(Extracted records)
#####
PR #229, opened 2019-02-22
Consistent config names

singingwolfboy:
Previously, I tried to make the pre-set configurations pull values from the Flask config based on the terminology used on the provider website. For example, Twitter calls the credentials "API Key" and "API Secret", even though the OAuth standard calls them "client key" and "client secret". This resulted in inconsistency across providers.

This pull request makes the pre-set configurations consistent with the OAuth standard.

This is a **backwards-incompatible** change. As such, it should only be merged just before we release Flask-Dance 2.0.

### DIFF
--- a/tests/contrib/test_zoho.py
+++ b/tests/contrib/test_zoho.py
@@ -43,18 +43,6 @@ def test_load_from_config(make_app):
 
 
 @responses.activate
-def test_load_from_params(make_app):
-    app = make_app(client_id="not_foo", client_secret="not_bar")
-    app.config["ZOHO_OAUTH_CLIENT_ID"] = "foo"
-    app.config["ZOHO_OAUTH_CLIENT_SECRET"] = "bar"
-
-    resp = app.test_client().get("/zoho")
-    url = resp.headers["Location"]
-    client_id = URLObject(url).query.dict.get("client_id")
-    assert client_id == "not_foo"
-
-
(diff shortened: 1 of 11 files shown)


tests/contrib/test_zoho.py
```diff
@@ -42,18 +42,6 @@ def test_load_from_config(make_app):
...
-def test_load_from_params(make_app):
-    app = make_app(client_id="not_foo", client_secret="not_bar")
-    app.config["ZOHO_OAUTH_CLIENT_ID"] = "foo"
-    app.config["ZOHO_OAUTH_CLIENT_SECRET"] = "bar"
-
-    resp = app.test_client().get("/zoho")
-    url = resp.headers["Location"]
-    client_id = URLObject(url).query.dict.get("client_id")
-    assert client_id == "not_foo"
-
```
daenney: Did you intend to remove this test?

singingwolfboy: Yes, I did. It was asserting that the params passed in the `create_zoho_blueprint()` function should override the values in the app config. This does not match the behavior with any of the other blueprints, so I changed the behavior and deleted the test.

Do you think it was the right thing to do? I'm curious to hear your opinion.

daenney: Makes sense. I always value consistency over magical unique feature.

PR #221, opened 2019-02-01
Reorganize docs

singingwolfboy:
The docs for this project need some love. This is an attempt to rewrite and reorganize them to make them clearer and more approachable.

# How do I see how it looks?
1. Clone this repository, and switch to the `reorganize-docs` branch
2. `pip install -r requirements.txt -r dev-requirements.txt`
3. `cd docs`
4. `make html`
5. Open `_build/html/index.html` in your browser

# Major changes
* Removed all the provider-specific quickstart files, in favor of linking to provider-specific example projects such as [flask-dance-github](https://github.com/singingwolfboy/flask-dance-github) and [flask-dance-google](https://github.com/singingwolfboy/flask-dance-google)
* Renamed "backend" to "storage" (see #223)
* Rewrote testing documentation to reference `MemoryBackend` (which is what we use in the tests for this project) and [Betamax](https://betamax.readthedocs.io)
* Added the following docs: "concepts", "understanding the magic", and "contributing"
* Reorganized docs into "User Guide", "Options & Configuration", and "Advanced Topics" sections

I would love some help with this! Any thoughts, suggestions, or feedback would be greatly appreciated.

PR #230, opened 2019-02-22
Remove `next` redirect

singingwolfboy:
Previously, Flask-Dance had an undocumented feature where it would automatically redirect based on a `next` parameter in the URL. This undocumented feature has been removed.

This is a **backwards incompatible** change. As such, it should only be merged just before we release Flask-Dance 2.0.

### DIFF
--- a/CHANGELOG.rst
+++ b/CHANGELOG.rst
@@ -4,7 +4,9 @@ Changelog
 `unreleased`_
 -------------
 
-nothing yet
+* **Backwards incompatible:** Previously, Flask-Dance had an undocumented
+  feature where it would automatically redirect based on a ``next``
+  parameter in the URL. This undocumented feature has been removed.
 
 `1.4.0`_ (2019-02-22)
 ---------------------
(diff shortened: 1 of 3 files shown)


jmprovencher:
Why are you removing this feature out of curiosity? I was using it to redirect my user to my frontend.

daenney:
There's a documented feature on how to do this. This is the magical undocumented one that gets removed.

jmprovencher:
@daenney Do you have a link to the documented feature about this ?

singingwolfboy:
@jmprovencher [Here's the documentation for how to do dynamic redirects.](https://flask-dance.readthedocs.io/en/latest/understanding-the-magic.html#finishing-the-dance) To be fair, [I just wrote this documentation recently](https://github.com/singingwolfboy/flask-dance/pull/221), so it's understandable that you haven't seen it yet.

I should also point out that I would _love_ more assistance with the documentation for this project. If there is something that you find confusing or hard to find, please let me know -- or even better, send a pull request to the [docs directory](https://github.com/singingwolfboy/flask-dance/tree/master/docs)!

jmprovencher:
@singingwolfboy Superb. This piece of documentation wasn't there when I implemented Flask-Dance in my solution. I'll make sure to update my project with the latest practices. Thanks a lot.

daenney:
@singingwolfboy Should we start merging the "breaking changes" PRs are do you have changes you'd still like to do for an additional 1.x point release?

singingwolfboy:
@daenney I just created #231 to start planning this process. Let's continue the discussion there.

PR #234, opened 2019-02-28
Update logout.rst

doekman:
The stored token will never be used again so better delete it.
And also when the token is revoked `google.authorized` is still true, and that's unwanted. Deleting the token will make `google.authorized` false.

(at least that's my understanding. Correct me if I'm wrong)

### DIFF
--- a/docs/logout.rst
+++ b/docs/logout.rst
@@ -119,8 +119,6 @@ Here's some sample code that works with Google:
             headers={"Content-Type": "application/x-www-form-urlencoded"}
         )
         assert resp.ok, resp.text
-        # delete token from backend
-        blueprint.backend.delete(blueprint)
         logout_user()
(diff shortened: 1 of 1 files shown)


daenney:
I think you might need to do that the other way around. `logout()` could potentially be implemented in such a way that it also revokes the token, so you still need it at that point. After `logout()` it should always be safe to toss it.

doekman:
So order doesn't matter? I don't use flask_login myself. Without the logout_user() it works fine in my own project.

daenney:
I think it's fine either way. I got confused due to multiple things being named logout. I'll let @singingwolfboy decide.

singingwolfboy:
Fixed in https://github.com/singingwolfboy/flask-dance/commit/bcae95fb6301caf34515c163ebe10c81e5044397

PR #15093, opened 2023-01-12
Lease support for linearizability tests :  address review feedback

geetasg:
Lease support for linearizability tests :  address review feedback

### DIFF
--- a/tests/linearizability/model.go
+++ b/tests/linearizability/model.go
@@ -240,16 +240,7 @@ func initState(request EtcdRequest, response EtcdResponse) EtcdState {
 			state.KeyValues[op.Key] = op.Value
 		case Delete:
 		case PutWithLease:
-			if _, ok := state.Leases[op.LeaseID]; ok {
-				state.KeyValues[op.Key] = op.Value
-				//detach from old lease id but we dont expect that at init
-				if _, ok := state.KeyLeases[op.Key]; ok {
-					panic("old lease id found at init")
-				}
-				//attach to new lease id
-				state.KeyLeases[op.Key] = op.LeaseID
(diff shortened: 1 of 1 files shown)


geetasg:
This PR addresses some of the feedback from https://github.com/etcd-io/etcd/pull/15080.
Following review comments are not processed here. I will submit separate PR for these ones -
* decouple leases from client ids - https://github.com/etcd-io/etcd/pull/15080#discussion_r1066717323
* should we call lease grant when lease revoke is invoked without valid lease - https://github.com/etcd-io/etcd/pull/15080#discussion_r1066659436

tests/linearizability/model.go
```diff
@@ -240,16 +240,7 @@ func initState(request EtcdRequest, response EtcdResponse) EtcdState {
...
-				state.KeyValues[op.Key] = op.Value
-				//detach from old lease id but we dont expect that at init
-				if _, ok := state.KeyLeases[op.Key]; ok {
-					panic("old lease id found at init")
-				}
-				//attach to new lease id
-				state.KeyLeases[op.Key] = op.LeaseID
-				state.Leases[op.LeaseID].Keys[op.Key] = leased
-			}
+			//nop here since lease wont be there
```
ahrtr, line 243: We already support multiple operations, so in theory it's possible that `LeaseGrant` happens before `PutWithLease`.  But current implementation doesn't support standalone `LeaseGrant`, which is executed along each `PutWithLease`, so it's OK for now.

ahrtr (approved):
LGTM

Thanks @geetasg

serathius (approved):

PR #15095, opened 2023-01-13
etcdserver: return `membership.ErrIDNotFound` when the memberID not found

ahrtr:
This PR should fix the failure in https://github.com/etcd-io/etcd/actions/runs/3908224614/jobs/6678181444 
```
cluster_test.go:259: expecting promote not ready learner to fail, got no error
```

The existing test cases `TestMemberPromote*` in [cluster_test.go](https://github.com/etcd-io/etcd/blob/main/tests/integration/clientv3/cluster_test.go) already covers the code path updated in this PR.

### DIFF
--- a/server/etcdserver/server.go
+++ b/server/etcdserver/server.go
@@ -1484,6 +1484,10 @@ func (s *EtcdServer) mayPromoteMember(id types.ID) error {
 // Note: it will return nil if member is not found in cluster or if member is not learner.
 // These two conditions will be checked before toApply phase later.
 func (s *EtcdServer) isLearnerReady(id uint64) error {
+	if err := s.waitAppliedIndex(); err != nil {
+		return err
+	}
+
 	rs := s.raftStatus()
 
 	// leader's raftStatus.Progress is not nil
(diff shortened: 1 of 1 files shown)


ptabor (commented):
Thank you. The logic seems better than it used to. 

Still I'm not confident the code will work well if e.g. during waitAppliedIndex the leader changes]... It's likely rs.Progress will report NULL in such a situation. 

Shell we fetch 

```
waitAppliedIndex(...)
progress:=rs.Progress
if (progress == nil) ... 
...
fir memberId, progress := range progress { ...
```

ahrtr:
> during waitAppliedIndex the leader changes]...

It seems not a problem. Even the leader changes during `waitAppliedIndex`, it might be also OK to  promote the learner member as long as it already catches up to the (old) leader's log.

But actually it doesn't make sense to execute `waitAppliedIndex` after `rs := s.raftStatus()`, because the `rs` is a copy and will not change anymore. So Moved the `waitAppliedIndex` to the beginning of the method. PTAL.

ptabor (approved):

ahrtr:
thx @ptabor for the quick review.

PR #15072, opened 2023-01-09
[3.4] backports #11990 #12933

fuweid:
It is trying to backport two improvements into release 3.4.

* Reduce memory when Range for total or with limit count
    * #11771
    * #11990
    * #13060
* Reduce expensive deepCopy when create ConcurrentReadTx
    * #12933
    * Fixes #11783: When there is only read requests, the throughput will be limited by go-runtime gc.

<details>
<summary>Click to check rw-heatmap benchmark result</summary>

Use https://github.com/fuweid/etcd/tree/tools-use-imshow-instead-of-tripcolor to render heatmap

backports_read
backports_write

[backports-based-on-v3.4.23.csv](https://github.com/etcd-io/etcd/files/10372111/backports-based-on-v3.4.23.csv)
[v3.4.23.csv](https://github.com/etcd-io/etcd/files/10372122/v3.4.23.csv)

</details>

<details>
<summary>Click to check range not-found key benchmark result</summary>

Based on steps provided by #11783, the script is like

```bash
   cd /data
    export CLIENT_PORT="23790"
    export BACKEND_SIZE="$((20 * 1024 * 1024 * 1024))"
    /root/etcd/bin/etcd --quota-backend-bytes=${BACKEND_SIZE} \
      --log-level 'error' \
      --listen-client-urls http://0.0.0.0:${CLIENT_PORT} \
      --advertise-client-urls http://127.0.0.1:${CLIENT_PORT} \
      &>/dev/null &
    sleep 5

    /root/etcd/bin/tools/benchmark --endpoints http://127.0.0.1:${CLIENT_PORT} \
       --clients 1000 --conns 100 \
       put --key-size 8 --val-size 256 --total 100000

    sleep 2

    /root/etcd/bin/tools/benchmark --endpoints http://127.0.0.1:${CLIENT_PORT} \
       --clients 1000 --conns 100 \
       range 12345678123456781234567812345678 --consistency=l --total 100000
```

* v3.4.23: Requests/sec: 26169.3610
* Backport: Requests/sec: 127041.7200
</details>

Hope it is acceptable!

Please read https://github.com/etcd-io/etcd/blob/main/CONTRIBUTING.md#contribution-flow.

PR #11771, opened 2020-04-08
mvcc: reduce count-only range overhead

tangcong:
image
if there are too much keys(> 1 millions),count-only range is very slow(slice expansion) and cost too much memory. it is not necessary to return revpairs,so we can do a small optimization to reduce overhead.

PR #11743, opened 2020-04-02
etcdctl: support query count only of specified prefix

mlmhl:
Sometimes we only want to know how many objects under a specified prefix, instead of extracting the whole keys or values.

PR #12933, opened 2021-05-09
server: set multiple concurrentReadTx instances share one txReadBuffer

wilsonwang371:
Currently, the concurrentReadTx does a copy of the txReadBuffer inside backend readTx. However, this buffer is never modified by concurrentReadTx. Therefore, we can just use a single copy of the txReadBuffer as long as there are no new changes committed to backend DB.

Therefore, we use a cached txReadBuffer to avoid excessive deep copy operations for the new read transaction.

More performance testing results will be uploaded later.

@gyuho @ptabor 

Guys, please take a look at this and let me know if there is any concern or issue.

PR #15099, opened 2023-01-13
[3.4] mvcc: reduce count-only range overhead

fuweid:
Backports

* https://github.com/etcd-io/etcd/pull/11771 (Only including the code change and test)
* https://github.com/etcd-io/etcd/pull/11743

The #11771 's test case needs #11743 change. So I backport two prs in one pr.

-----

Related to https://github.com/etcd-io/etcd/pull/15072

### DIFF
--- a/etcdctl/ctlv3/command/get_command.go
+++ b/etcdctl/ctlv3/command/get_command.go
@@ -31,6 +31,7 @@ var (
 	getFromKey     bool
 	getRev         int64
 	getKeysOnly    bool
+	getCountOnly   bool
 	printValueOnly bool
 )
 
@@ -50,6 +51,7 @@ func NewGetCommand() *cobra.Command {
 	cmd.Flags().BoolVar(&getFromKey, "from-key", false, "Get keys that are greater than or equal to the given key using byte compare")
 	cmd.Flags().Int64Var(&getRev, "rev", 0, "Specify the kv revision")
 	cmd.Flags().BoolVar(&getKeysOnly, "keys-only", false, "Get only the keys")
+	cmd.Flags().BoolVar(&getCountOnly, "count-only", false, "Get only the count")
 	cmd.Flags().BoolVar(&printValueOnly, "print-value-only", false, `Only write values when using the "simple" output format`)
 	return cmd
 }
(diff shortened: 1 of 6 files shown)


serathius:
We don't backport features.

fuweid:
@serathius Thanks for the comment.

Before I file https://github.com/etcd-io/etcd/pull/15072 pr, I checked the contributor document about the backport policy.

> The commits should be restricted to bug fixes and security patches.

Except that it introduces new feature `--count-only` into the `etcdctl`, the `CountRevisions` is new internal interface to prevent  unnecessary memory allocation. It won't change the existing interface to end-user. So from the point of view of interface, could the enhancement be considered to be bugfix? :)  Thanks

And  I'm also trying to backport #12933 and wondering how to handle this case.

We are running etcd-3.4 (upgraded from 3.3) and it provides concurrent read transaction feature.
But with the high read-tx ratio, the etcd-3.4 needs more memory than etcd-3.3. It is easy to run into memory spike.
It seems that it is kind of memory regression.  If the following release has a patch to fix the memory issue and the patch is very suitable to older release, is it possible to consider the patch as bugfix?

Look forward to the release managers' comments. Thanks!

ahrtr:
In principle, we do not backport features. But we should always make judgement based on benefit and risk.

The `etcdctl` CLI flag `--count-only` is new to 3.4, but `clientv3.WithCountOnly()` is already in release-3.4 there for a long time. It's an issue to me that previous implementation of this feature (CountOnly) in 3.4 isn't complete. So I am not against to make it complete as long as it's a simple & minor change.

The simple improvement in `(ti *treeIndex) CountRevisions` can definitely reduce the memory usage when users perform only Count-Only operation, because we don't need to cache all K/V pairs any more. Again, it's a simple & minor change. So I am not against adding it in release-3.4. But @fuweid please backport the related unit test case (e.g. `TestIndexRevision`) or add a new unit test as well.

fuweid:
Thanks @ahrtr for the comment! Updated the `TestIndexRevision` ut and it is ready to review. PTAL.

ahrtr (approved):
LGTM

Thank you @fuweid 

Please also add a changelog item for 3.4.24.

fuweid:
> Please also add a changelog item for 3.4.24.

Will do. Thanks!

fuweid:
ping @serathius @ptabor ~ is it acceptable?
#####
- [YOUR GOAL] Would you print exactly, and only, the lines of the data above from the line with "[3.4] backports #11990 #12933" through the line with "v3.4.23: Requests/sec: 26169.3610", inclusive?

- [ANSWER FOR THE TASK]
[3.4] backports #11990 #12933

fuweid:
It is trying to backport two improvements into release 3.4.

* Reduce memory when Range for total or with limit count
    * #11771
    * #11990
    * #13060
* Reduce expensive deepCopy when create ConcurrentReadTx
    * #12933
    * Fixes #11783: When there is only read requests, the throughput will be limited by go-runtime gc.

<details>
<summary>Click to check rw-heatmap benchmark result</summary>

Use https://github.com/fuweid/etcd/tree/tools-use-imshow-instead-of-tripcolor to render heatmap

backports_read
backports_write

[backports-based-on-v3.4.23.csv](https://github.com/etcd-io/etcd/files/10372111/backports-based-on-v3.4.23.csv)
[v3.4.23.csv](https://github.com/etcd-io/etcd/files/10372122/v3.4.23.csv)

</details>

<details>
<summary>Click to check range not-found key benchmark result</summary>

Based on steps provided by #11783, the script is like

```bash
   cd /data
    export CLIENT_PORT="23790"
    export BACKEND_SIZE="$((20 * 1024 * 1024 * 1024))"
    /root/etcd/bin/etcd --quota-backend-bytes=${BACKEND_SIZE} \
      --log-level 'error' \
      --listen-client-urls http://0.0.0.0:${CLIENT_PORT} \
      --advertise-client-urls http://127.0.0.1:${CLIENT_PORT} \
      &>/dev/null &
    sleep 5

    /root/etcd/bin/tools/benchmark --endpoints http://127.0.0.1:${CLIENT_PORT} \
       --clients 1000 --conns 100 \
       put --key-size 8 --val-size 256 --total 100000

    sleep 2

    /root/etcd/bin/tools/benchmark --endpoints http://127.0.0.1:${CLIENT_PORT} \
       --clients 1000 --conns 100 \
       range 12345678123456781234567812345678 --consistency=l --total 100000
```

* v3.4.23: Requests/sec: 26169.3610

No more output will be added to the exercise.